__ASSIGNED TASK__: All lines from the one containing "This commit moves" down to the one containing "davidbrai, line 101: can", both ends included, are to be given again exactly; omit the rest of the listing below.

__DATA EXCERPTS__:
PR #840, opened 2018-08-23
(maint) Cherry-pick docker-related commits from 2.5.x

underscorgan:


docker/r10k/Dockerfile
```diff
@@ -0,0 +1,41 @@
+FROM ubuntu:16.04
+
+ARG vcs_ref
+ARG build_date
+ARG version="2.5.5"
```
shrug: Does this just set a default if one isn't passed in?

mwaggett (approved):
if this is just cherry-picks, seems good to me

docker/r10k/Dockerfile
underscorgan: yeah, but I should update this to at least something in the 2.6 series probably, will update that

shrug (approved):

PR #845, opened 2018-09-11
(maint) Update spec tests to not use docker-api gem

underscorgan:


underscorgan:
depends on https://github.com/puppetlabs/puppet_docker_tools/pull/26

Iristyle:
#847 has now passed, which means this should be good to go!

PR #850, opened 2018-09-21
(maint) let the container run for longer

underscorgan:


underscorgan:
depends on https://github.com/puppetlabs/puppet_docker_tools/pull/28

docker/Gemfile
```diff
@@ -10,5 +10,5 @@ def location_for(place, fake_version = nil)
   end
 end
 
-gem 'puppet_docker_tools', *location_for(ENV['PUPPET_DOCKER_LOCATION'] || '~> 0.2.0')
+gem 'puppet_docker_tools', *location_for(ENV['PUPPET_DOCKER_LOCATION'] || '~> 0.2.1')
```
Iristyle: Rather than bumping these in small increments every time we release updates to the gem, want to just float it up to 1.0 with `~> 0.2`?

underscorgan: I think I ran into issues on this PR in particular due to the workspace existing before 0.2.1 was released, but ~> 0.2 should be fine, will update

PR #861, opened 2018-10-03
Add option to install modules concurrently

oesgalha:
This pull request add the option to install/update modules concurrently.

It adds a `pool_size` setting with a default value equals to `1`:

```yaml
# /etc/puppetlabs/r10k/r10k.yaml
pool_size: 5
```

When the `Puppefile#accept` method is called, if the `pool_size` value is 1, the regular sequential install/update process starts. If the `pool_size` is greater than 1 a thread pool with `pool_size` threads is created to fetch the modules. A `pool_size` with value less or equal to zero is not allowed.

Since the default setting value is 1 this feature is _opt-in_.

The install/update process is heavily I/O based so there are some visible performance gains in the total (wall) time to install modules declared in a Puppetfile.

We've been using this patch for almost 5 months in production with no reported problems.

## Benchmarks

Puppetfile with 9 modules

|Flavor|Time|Comparison|
|--------|-------|----------------|
|Vanilla|69.846 s|base|
|pool_size=5|19.985  s|-71.39%|

Puppetfile with 608 modules

|Flavor|Time|Comparison|
|--------|-------|----------------|
|Vanilla|8.705 m|base|
|pool_size=5|2.056  m|-76.38%|
|pool_size=10|1.901  m|-78.16%|

### DIFF
--- a/lib/r10k/puppetfile.rb
+++ b/lib/r10k/puppetfile.rb
@@ -194,7 +194,8 @@ class Puppetfile
     Thread.new do
       begin
         while mod = mods_queue.pop(true) do mod.accept(visitor) end
-      rescue ThreadError
+      rescue ThreadError => e
+        logger.error _("Thread error during concurrent module deploy: %{message}") % {message: e.message}
         Thread.exit
       end
     end
--- a/lib/r10k/puppetfile.rb
+++ b/lib/r10k/puppetfile.rb
@@ -1,3 +1,4 @@
+require 'thread'
 require 'pathname'
 require 'r10k/module'
 require 'r10k/util/purgeable'
@@ -6,6 +7,10 @@ require 'r10k/errors'
 module R10K
 class Puppetfile
   # Defines the data members of a Puppetfile
+
+  include R10K::Settings::Mixin
+
+  def_setting_attr :pool_size, 1
 
   include R10K::Logging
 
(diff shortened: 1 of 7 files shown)


smortex:
WOW! We want this :smile: !

Quick numbers from my setup with no `modules` directory (cold start, 57 modules to download):

| Flavor      | Time    | Comparison |
|-------------|---------|------------|
| Vanilla     | 1:25,38 | base       |
| pool_size=5 |  24,848 | - 70.90 %  |

With all modules already here (hot start):

| Flavor      | Time   | Comparison |
|-------------|--------|------------|
| Vanilla     | 10,668 | base       |
| pool_size=5 | 3,630  | - 65.97 %  |

You may want to consider rebasing this on top of master and perhaps allow setting `pool_size` from the command line (e.g. `-j5`).

Awesome :hugs: !

lib/r10k/puppetfile.rb
```diff
@@ -146,14 +151,48 @@ def purge_exclusions
...
+        modules.each { |mod| queue << mod }
+      end
+    end
+  end
+
+  def visitor_thread(visitor, mods_queue)
+    Thread.new do
+      begin
+        while mod = mods_queue.pop(true) do mod.accept(visitor) end
+      rescue ThreadError
```
Sharpie: What sorts of errors could trigger this rescue? Should they be logged?

reidmv:
Rebased this against the current master

Sharpie (approved):
Looks good 👍

PR #866, opened 2018-10-11
(RK-324) Improve reliability on Ubuntu Bionic

justinstoller:
Previously on Bionic we would see issues where the Ruby interpreter
would die with an "ASYNC BUG EPIPE" message and no meaningful
stacktrace.

When attempting to strace, when registering listeners for various
syscalls with sysdig, or when attaching to a debug build of Ruby with
gdb this issue no longer presents itself.

This seems to happen when forking during the while loop of
R10K::Util::Subprocess::Pump#pump though smaller reproducers that only
run the while loop and fork seem to rarely ever trigger this issue,
there maybe be some requirement on calling IO#reopen as we do on STDOUT
and STDERR.

This commit moves starting the pipe output pumping until after the
subprocess fork which seems to avoid the problematic code.

### DIFF
--- a/lib/r10k/util/subprocess/runner/posix.rb
+++ b/lib/r10k/util/subprocess/runner/posix.rb
@@ -28,15 +28,15 @@ class R10K::Util::Subprocess::Runner::POSIX < R10K::Util::Subprocess::Runner
 
     @stdout_pump = R10K::Util::Subprocess::Runner::Pump.new(@stdout_r)
     @stderr_pump = R10K::Util::Subprocess::Runner::Pump.new(@stderr_r)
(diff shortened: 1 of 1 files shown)


Magisus:
Thanks for tracking this down!

branan:
Generally speaking any threading/async stuff and `fork` don't play well together - and Ruby does a bunch of its own magic around forking. I'm not surprised that moving things around fixes it :/

Magisus:
We should merge this to 2.6.x

justinstoller:
updated

Magisus (approved):

PR #559, opened 2022-09-01
Vote refund: add caps

eladmallel:


packages/nouns-contracts/contracts/governance/NounsDAOLogicV2.sol
```diff
@@ -97,6 +97,9 @@ contract NounsDAOLogicV2 is NounsDAOStorageV2, NounsDAOEventsV2 {
     /// @notice The vote refund gas overhead, including 7K for ETH transfer and 29K for general transaction overhead
     uint256 public constant REFUND_BASE_GAS = 36000;
 
+    /// @notice The maximum gas units the DAO will refund voters on
+    uint256 public constant MAX_REFUND_GAS_USED = 200_000;
```
davidbrai, line 101: can you add to the documentation how you decided on the value of 200K?
how long of a reason text does that cover?

packages/nouns-contracts/contracts/governance/NounsDAOLogicV2.sol
```diff
@@ -100,6 +100,9 @@ contract NounsDAOLogicV2 is NounsDAOStorageV2, NounsDAOEventsV2 {
     /// @notice The maximum gas units the DAO will refund voters on
     uint256 public constant MAX_REFUND_GAS_USED = 200_000;
 
+    /// @notice The maximum basefee the DAO will refund voters on
+    uint256 public constant MAX_REFUND_BASE_FEE = 50 gwei;
```
davidbrai, line 104: how did you decide on 50 gwei?
seems pretty low.
I forked some query on dune here (extended the time range): https://dune.com/queries/1233037
IIUC it shows daily medians.
maybe set the max at 400 or 500 gwei?

packages/nouns-contracts/contracts/governance/NounsDAOLogicV2.sol
eladmallel: it covers the reason text in the tests, which is 2 times the longest reason I found (from honk).
decided on this value by seeing how much that text got me to (about 220K gas) then cut back a bit.

honk's reason was 882 words, so this supports about 1764 words.
I'm thinking reason strings shouldn't be extremely long (as opposed to proposal descriptions that can get quite long)

wdyt?

packages/nouns-contracts/contracts/governance/NounsDAOLogicV2.sol
davidbrai: the gas refund becomes more beneficial as the blockchain becomes more congested and the base fee rises.
I think making this value too low is worse than making it too high.
that's why I'm tending to be much more generous and go up to 400/500, planning for the next bull market

eladmallel: @solimander curious for your take please

packages/nouns-contracts/contracts/governance/NounsDAOLogicV2.sol
eladmallel: I'll add to the natspec a specific number of words / characters this limit supports

packages/nouns-contracts/contracts/governance/NounsDAOLogicV2.sol
solimander: 50 feels too low and 400/500 feels too high IMO. Looking at [data from the last bull market](https://dune.com/queries/1235429), we've sustained above 100 gwei for an entire voting period, but almost never 200 gwei for that amount of time. If past bull market gas prices are any indication of the future, a 200 gwei cap could make voters think twice about voting during a short-lived gas spike, while allowing for a full refund some time during the voting period.

packages/nouns-contracts/contracts/governance/NounsDAOLogicV2.sol
eladmallel: fixed

packages/nouns-contracts/contracts/governance/NounsDAOLogicV2.sol
eladmallel: I've been reluctant to make this cap configurable since we already have a non-trivial number of nobs added in V2, but since we can't really predict gas usage future, perhaps we should reconsider changing these constant values to configurable state variables.

wdyt?

davidbrai: even if we leave it constant, since the gov contract is upgradeable, we could theoretically upgrade it just for changing the constant value. it's not the cleanest, but it's possible.

an advantage of keeping it constant is also reducing the gas cost of reading this value from storage.

I don't have a strong opinion here, but leaning towards setting a constant cap (not configurable).

solimander: I'm leaning towards keeping it constant as well. Doesn't feel like a compelling enough reason to add another state variable.

solimander (approved):

davidbrai:
related code4rena issue: https://github.com/code-423n4/2022-08-nounsdao-findings/issues/174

__RESULT OF THIS EXERCISE__:
This commit moves starting the pipe output pumping until after the
subprocess fork which seems to avoid the problematic code.

### DIFF
--- a/lib/r10k/util/subprocess/runner/posix.rb
+++ b/lib/r10k/util/subprocess/runner/posix.rb
@@ -28,15 +28,15 @@ class R10K::Util::Subprocess::Runner::POSIX < R10K::Util::Subprocess::Runner
 
     @stdout_pump = R10K::Util::Subprocess::Runner::Pump.new(@stdout_r)
     @stderr_pump = R10K::Util::Subprocess::Runner::Pump.new(@stderr_r)
(diff shortened: 1 of 1 files shown)


Magisus:
Thanks for tracking this down!

branan:
Generally speaking any threading/async stuff and `fork` don't play well together - and Ruby does a bunch of its own magic around forking. I'm not surprised that moving things around fixes it :/

Magisus:
We should merge this to 2.6.x

justinstoller:
updated

Magisus (approved):

PR #559, opened 2022-09-01
Vote refund: add caps

eladmallel:


packages/nouns-contracts/contracts/governance/NounsDAOLogicV2.sol
```diff
@@ -97,6 +97,9 @@ contract NounsDAOLogicV2 is NounsDAOStorageV2, NounsDAOEventsV2 {
     /// @notice The vote refund gas overhead, including 7K for ETH transfer and 29K for general transaction overhead
     uint256 public constant REFUND_BASE_GAS = 36000;
 
+    /// @notice The maximum gas units the DAO will refund voters on
+    uint256 public constant MAX_REFUND_GAS_USED = 200_000;
```
davidbrai, line 101: can you add to the documentation how you decided on the value of 200K?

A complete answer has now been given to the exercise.